WHAT THE EXERCISE ASKS
Quote the data below in full, please, without altering anything.

[DATA SUPPLIED — start]

PR #2207, opened 2020-04-22
Fix sicountbug crash

markhannum:
Fix for sicountbug crashes that occur periodically on robo-rivers.  A snapshot session attempts to traverse the fileid queues locklessly when possible.  There was a bug in this logic- the fix updates pagelogs under the queue-lk until reaching the first record which has a commit_lsn which is greater than the transaction's birth lsn.

### DIFF
--- a/bdb/cursor.c
+++ b/bdb/cursor.c
@@ -7922,6 +7922,7 @@ static int update_pglogs_from_global_queues_int(
     bdb_cursor_impl_t *cur, struct pglogs_queue_cursor *qcur, int *bdberr)
 {
     struct pglogs_queue_key *current, *prev, *last;
+    int update_current_pglogs = 0;
 
 #ifdef NEWSI_STAT
     struct timeval before, after, diff;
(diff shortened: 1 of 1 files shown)


bdb/cursor.c
```diff
@@ -7956,6 +7956,15 @@ static int update_pglogs_from_global_queues_int(
 
         if (!found_greater)
             current = NULL;
+
+        while (current && current != last) {
+            current = current->lnk.next;
+            update_pglogs_from_queue(cur->shadow_tran, qcur->fileid, current);
```
adizaimi, line 7962: Is there a chance current can be NULL here, should we check?

markhannum: It shouldn't happen- it would have to go past "last" to be NULL, which was set under the same readlock that we're currently holding.  The thread which cleans these up holds the write-lock.

markhannum: If it's NULL I want to see the core that this will produce

adizaimi: Ok, we first go to prev elements, then we walk next and we stop when we hit current == last. 
This is fine.

PR #2209, opened 2020-04-23
DDL: Retrieve NONE rec/blob compression option properly (7.0)

nirbhayc:
* Also document the NONE option


riverszhang89:
Would you also consider adding NONE to [`bdb_compr2algo()`](https://github.com/bloomberg/comdb2/blob/master/bdb/odh.c#L159-L170), just to complete the logic?

PR #2210, opened 2020-04-23
Quote control characters in table_to_json

mponomar:

`db:table_to_json` was incorrectly not quoting control characters (`0x00-0x1F`). 
The [JSON standard](https://tools.ietf.org/html/rfc7159#section-7) requires it.    Add it as a tunable, on by default, off for existing databases for compatibility.


akshatsikarwar:
IMO, on by default with a way to opt out if breaks something (i.e. don't force this in legacy_defaults). Also perhaps 7.0 only  - for master we should consider moving to json provided by SQLite so we have just the one implementation in the database.

mponomar:
SQLite's implementation handles this correctly, unsurprisingly.  I'm good with making this <= 7.0 only.  I'd still rather add this to legacy_defaults so we don't slow down 7.0 deployment due to behavior changes.  Using SQLite's JSON won't be a clean fit, but I agree, it'd be nice to have a single JSON implementation in the database...

akshatsikarwar:
Not really - this is a bugfix to make output standards-compliant. We can assume that JSON parsers that receive this will handle it correctly.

[DATA SUPPLIED — finish]

TASK RESULT
PR #2207, opened 2020-04-22
Fix sicountbug crash

markhannum:
Fix for sicountbug crashes that occur periodically on robo-rivers.  A snapshot session attempts to traverse the fileid queues locklessly when possible.  There was a bug in this logic- the fix updates pagelogs under the queue-lk until reaching the first record which has a commit_lsn which is greater than the transaction's birth lsn.

### DIFF
--- a/bdb/cursor.c
+++ b/bdb/cursor.c
@@ -7922,6 +7922,7 @@ static int update_pglogs_from_global_queues_int(
     bdb_cursor_impl_t *cur, struct pglogs_queue_cursor *qcur, int *bdberr)
 {
     struct pglogs_queue_key *current, *prev, *last;
+    int update_current_pglogs = 0;
 
 #ifdef NEWSI_STAT
     struct timeval before, after, diff;
(diff shortened: 1 of 1 files shown)


bdb/cursor.c
```diff
@@ -7956,6 +7956,15 @@ static int update_pglogs_from_global_queues_int(
 
         if (!found_greater)
             current = NULL;
+
+        while (current && current != last) {
+            current = current->lnk.next;
+            update_pglogs_from_queue(cur->shadow_tran, qcur->fileid, current);
```
adizaimi, line 7962: Is there a chance current can be NULL here, should we check?

markhannum: It shouldn't happen- it would have to go past "last" to be NULL, which was set under the same readlock that we're currently holding.  The thread which cleans these up holds the write-lock.

markhannum: If it's NULL I want to see the core that this will produce

adizaimi: Ok, we first go to prev elements, then we walk next and we stop when we hit current == last. 
This is fine.

PR #2209, opened 2020-04-23
DDL: Retrieve NONE rec/blob compression option properly (7.0)

nirbhayc:
* Also document the NONE option


riverszhang89:
Would you also consider adding NONE to [`bdb_compr2algo()`](https://github.com/bloomberg/comdb2/blob/master/bdb/odh.c#L159-L170), just to complete the logic?

PR #2210, opened 2020-04-23
Quote control characters in table_to_json

mponomar:

`db:table_to_json` was incorrectly not quoting control characters (`0x00-0x1F`). 
The [JSON standard](https://tools.ietf.org/html/rfc7159#section-7) requires it.    Add it as a tunable, on by default, off for existing databases for compatibility.


akshatsikarwar:
IMO, on by default with a way to opt out if breaks something (i.e. don't force this in legacy_defaults). Also perhaps 7.0 only  - for master we should consider moving to json provided by SQLite so we have just the one implementation in the database.

mponomar:
SQLite's implementation handles this correctly, unsurprisingly.  I'm good with making this <= 7.0 only.  I'd still rather add this to legacy_defaults so we don't slow down 7.0 deployment due to behavior changes.  Using SQLite's JSON won't be a clean fit, but I agree, it'd be nice to have a single JSON implementation in the database...

akshatsikarwar:
Not really - this is a bugfix to make output standards-compliant. We can assume that JSON parsers that receive this will handle it correctly.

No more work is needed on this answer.